(Records from a dataset)
◇ ◇ ◇ ◇ ◇ ◇ ◇

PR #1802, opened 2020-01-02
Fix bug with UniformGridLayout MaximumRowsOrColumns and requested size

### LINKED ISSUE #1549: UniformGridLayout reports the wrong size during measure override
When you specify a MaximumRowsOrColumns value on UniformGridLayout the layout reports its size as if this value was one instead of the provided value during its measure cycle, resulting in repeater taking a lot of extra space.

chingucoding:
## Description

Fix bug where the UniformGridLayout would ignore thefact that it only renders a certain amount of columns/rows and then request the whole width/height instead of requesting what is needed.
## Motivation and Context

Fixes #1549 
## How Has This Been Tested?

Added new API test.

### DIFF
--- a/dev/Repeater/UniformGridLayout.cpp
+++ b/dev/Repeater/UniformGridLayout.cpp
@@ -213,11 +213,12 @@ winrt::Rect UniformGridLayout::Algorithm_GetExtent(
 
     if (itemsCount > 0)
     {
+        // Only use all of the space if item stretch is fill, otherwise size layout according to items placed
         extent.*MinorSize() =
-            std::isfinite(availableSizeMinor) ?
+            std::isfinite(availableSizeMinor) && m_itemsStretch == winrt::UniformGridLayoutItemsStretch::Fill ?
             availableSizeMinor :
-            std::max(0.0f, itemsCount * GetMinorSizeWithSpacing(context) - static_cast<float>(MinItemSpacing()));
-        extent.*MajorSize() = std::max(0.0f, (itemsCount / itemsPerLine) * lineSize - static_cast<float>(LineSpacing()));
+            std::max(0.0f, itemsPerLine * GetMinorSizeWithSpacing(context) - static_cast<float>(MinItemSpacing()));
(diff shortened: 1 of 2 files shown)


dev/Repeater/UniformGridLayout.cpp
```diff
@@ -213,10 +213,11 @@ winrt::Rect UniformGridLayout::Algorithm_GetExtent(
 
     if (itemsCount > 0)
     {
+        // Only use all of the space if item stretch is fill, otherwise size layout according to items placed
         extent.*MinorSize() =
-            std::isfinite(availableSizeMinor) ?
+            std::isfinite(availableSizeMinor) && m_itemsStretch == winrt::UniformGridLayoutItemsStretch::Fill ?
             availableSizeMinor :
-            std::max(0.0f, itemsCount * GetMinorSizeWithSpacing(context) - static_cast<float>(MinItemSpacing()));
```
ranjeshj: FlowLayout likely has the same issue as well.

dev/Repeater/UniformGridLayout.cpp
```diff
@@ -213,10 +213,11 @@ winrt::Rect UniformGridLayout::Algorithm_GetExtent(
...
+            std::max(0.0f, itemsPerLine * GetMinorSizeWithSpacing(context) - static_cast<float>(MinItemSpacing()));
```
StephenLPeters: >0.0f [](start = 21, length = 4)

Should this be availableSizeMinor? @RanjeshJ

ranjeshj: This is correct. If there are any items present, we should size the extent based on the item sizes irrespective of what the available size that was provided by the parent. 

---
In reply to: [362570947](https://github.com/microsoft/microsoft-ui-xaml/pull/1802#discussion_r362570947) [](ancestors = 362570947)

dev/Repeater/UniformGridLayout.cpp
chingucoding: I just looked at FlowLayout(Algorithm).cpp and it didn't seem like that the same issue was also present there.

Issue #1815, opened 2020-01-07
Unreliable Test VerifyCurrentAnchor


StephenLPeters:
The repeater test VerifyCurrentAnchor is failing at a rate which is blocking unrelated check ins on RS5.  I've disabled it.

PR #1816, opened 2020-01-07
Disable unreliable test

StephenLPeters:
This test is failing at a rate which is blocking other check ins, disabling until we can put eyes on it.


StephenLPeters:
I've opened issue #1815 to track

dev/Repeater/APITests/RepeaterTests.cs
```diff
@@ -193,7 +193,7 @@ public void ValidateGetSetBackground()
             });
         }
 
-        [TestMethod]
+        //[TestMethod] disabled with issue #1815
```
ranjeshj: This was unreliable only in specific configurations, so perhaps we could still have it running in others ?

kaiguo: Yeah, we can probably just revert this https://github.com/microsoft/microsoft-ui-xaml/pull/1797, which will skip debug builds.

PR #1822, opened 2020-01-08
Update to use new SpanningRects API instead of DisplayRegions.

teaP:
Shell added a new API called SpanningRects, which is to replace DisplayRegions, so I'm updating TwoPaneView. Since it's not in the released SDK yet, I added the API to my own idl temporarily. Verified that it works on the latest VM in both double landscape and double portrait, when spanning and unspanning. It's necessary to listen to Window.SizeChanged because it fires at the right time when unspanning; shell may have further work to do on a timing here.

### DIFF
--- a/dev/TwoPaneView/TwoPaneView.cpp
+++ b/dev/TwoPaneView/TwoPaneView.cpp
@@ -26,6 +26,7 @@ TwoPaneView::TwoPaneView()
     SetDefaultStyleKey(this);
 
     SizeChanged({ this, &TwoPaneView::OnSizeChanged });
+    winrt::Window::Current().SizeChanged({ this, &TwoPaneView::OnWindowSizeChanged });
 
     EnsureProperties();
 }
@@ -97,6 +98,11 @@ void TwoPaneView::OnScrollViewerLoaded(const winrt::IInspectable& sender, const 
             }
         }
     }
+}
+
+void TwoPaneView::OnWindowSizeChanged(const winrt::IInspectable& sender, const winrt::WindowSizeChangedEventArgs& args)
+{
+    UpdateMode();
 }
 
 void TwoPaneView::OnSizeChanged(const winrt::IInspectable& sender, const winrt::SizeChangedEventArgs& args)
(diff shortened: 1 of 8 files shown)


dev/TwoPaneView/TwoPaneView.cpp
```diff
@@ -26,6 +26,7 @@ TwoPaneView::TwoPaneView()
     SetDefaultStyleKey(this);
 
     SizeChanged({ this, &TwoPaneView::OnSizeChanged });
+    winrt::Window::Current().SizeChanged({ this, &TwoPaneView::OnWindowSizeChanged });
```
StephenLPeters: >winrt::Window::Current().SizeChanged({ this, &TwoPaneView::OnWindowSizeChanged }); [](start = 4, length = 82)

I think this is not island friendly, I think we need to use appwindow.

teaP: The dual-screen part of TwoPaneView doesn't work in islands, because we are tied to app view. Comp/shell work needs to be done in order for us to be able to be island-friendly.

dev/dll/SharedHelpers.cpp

◇ ◇ ◇ ◇ ◇ ◇ ◇

# [YOUR TASK]
Write out only the lines that run from the line containing "PR #1822, opened 2020-01-08" through the line containing "length = 82)", both included, exactly as they appear above.

# [REPLY TO THE TASK]
PR #1822, opened 2020-01-08
Update to use new SpanningRects API instead of DisplayRegions.

teaP:
Shell added a new API called SpanningRects, which is to replace DisplayRegions, so I'm updating TwoPaneView. Since it's not in the released SDK yet, I added the API to my own idl temporarily. Verified that it works on the latest VM in both double landscape and double portrait, when spanning and unspanning. It's necessary to listen to Window.SizeChanged because it fires at the right time when unspanning; shell may have further work to do on a timing here.

### DIFF
--- a/dev/TwoPaneView/TwoPaneView.cpp
+++ b/dev/TwoPaneView/TwoPaneView.cpp
@@ -26,6 +26,7 @@ TwoPaneView::TwoPaneView()
     SetDefaultStyleKey(this);
 
     SizeChanged({ this, &TwoPaneView::OnSizeChanged });
+    winrt::Window::Current().SizeChanged({ this, &TwoPaneView::OnWindowSizeChanged });
 
     EnsureProperties();
 }
@@ -97,6 +98,11 @@ void TwoPaneView::OnScrollViewerLoaded(const winrt::IInspectable& sender, const 
             }
         }
     }
+}
+
+void TwoPaneView::OnWindowSizeChanged(const winrt::IInspectable& sender, const winrt::WindowSizeChangedEventArgs& args)
+{
+    UpdateMode();
 }
 
 void TwoPaneView::OnSizeChanged(const winrt::IInspectable& sender, const winrt::SizeChangedEventArgs& args)
(diff shortened: 1 of 8 files shown)


dev/TwoPaneView/TwoPaneView.cpp
```diff
@@ -26,6 +26,7 @@ TwoPaneView::TwoPaneView()
     SetDefaultStyleKey(this);
 
     SizeChanged({ this, &TwoPaneView::OnSizeChanged });
+    winrt::Window::Current().SizeChanged({ this, &TwoPaneView::OnWindowSizeChanged });
```
StephenLPeters: >winrt::Window::Current().SizeChanged({ this, &TwoPaneView::OnWindowSizeChanged }); [](start = 4, length = 82)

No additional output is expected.